Sun Ning said, “I’m your high school English teacher, Sun Ning.”
The person on the other end went silent.
Sun Ning continued, “I want to ask you something.”
The person’s tone noticeably changed, as if trying to smooth over the awkwardness: “Is… is that so? What would you like to ask me, Teacher?”
After being tempered by society, the person had become much more docile and composed.
Sun Ning asked, “How much do you know about Li Hao’s situation?”
The person on the other end became visibly uncomfortable, handling the awkwardness with a typical adult’s way of diffusing it.
However, there was no sense of guilt or remorse.
“Teacher Sun, we were all wrong to you back then.” The apology was said lightly, almost as if it meant nothing.
“Wrong about what?”
The person went silent again.
Sun Ning said, “All these years have passed. If I was too strict with you back then, then I’ve already been punished. I have the right to know the truth.”
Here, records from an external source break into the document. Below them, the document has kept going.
PR #1613, opened 2020-05-08
Fix baseComposite option for start command

LcTwisk:
After https://github.com/electrode-io/electrode-native/pull/1532 and https://github.com/electrode-io/electrode-native/pull/1544 I found one more place where the `baseComposite` wasn't wrapped into a `PackagePath`


belemaire:
@LcTwisk 
FYI we're preparing a patch release `0.41.2` that will be shipped later on today. 
This fix will be included part of it.

PR #1619, opened 2020-05-12
fix memory leak on registering UIFont

liulianci:
fix memory leak on registering UIFont


ern-container-gen-ios/src/hull/ElectrodeContainer/ElectrodeReactNative.m
```diff
@@ -285,6 +285,7 @@ - (void)loadCustomFonts {
                 CFStringRef errorDescription = CFErrorCopyDescription(error);
                 NSLog(@"Failed to load font: %@", errorDescription);
                 CFRelease(errorDescription);
+                CFRelease(error);
```
friederbluemle, line 288: Just checking: If `CTFontManagerRegisterGraphicsFont` returns true, then this line will never be reached. Should it be moved outside (below) the `if` block?

liulianci: if `CTFontManagerRegisterGraphicsFont` returns true, error would be nil we don't need to release it

PR #1620, opened 2020-05-13
Add build step and more platforms to CI

friederbluemle:
Extend GitHub Actions CI matrix with additional platforms, and also run `yarn build`.

Instead of just `ubuntu-latest`, with this we're now also running build+unit tests on `macos-latest` and `windows-latest`. Node.js matrix [10, 12, 14] we'll keep on Linux only for now, macOS and Windows are using Node.js 12.

`yarn check:lint` only runs on Linux/Node.js 12.

The new config will yield 5 different jobs, all running in parallel.

### DIFF
--- a/.github/workflows/ci.yml
+++ b/.github/workflows/ci.yml
@@ -2,16 +2,29 @@ name: ci
 on: [push, pull_request]
 jobs:
   build:
-    runs-on: ubuntu-latest
+    runs-on: ${{ matrix.os }}
     strategy:
       matrix:
-        node-version: [10, 12, 14]
+        node: [12]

“You’re an adult now. Do you think I was wrong back then?”
“You can speak now, it won’t harm you in any way.”
Only then did the person attempt to sound casual, as if trying to play down the matter: “At that time, Li Hao just wanted to play a prank and scare you.”
He spoke with the typical skill of a middle-aged man trying to downplay a big issue.
“The rest was an accident, and we were also upset for a long time. I didn’t do well in the college entrance exams because of this.”
One joke. One person lost their life. The other carried the weight of taking a life.
Sun Ning didn’t feel any relief.
She leaned back in her office chair, feeling a deep soul weariness.
This was the truth she had wanted to know but never dared to think about.
In fact, people had always known.
The person on the other end continued explaining: “We were young and didn’t understand, we didn’t realize your concern. Now that I have children, I know how foolish we were.”
Sun Ning remained silent.
The person on the other end continued talking, as if desperate to prove that he had matured and become stable.
Sun Ning asked again, “Did Zhao Laoshi participate in your plan?”
The person replied, “No, Zhao Laoshi didn’t participate.”
Sun Ning then asked, “How did you know which university I attended?”
“Zhao Laoshi told us,” came the reply.
“My former school and my students’ grades, was that also something Zhao Laoshi told you?”
The person confirmed it.
Suddenly, Sun Ning realized something. She said, “If Zhao Laoshi didn’t participate in your plan, how did the suicide note end up in his hands?”
“We don’t know,” came the reply. “That suicide note was supposed to be given to the principal. We forgot when we were leaving.” The person paused, thinking back, “We ran into Zhao Laoshi when we were going downstairs. We told him about Li Hao wanting to commit suicide.”
“That was probably when Zhao Laoshi went upstairs to persuade Li Hao and took the suicide note.”
At that moment, her phone beeped. She opened it without thinking, forgetting that she was still on the call.
It was a message from Li Xun.
“Teacher, the more I think about it, the more I feel that Li Hao might have been killed by Zhao Laoshi himself.”
With this combination of revelations, Sun Ning could no longer view Li Xun as just an ordinary high school student.